Normal_keukentafelgesprek__wmo__notitieblok

Gemeenten moeten hun Wmo-beleid aanpassen, zo oordeelde de Centrale Raad van Beroep (CRvB) afgelopen mei. Dat doen gemeenten ook, maar ze zijn op zoek naar manier om zo min mogelijk aan te passen en toch te voldoen aan de uitspraken van de CRvB. Dat meldt Zorgvisie.

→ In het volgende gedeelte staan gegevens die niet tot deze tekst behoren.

PR #4458, opened 2018-11-27
Add support for task delay in orquesta workflow

m4dcoder:
Add support for task delay in the orquesta workflow definition and integrate with the scheduler to delay action execution when specified.


st2common/st2common/models/db/workflow.py
```diff
@@ -63,6 +63,7 @@ class TaskExecutionDB(stormbase.StormFoundationDB, stormbase.ChangeRevisionField
     task_name = me.StringField(required=True)
     task_id = me.StringField(required=True)
     task_spec = stormbase.EscapedDictField()
+    delay = me.IntField(min_value=0)
```
Kami: Probably a good idea to also set the same ``min_value`` on ExecutionDB and LiveActionDB models.

st2common/st2common/services/workflows.py
```diff
@@ -714,11 +743,22 @@ def refresh_conductor(wf_ex_id):
...
+        copy.copy(ac_const.LIVEACTION_COMPLETED_STATES) +
+        [ac_const.LIVEACTION_STATUS_PAUSED, ac_const.LIVEACTION_STATUS_PENDING]
+    )
 
     if ac_ex_status not in states_to_process:
         return
 
+    # Replace/Simplify specific states.
+    states_to_collapse = {
+        ac_const.LIVEACTION_STATUS_DELAYED: ac_const.LIVEACTION_STATUS_DELAYED
```
Kami: A bit confused on what this line is supposed to do.

Should one of the values be policy delayed, or?

m4dcoder: Yeah, one of this is suppose to be policy delayed.  Thanks for catching this. I worked on this patch before the scheduler PR was merged.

Uit een brief van de Vereniging van Nederlandse Gemeenten (VNG) blijkt sommige gemeenten vinden dat de uitspraken niet overeenkomen met de ‘beleidsinhoudelijke beweging die gemeenten hebben ingezet naar aanleiding van de decentralisatie en transformatie in het sociaal domein’.

Op dit momenten zijn er drie manieren waarop gemeenten de Wet maatschappelijke ondersteuning (Wmo) hebben georganiseerd: gemeenten bieden huishoudelijk hulp aan als maatwerkvoorziening en hanteren afwijkende normtijden, gemeenten die resultaatgericht indiceren en gemeenten die huishoudelijke hulp als algemene voorziening uitvoeren. Gemeenten in de eerste groep mogen niet zomaar een urennorm hanteren. Vooraf moet uit onafhankelijk onderzoek blijken of zorgaanbieders in staat zijn een ‘schoon en leefbaar huis’ te kunnen leveren binnen de urennorm.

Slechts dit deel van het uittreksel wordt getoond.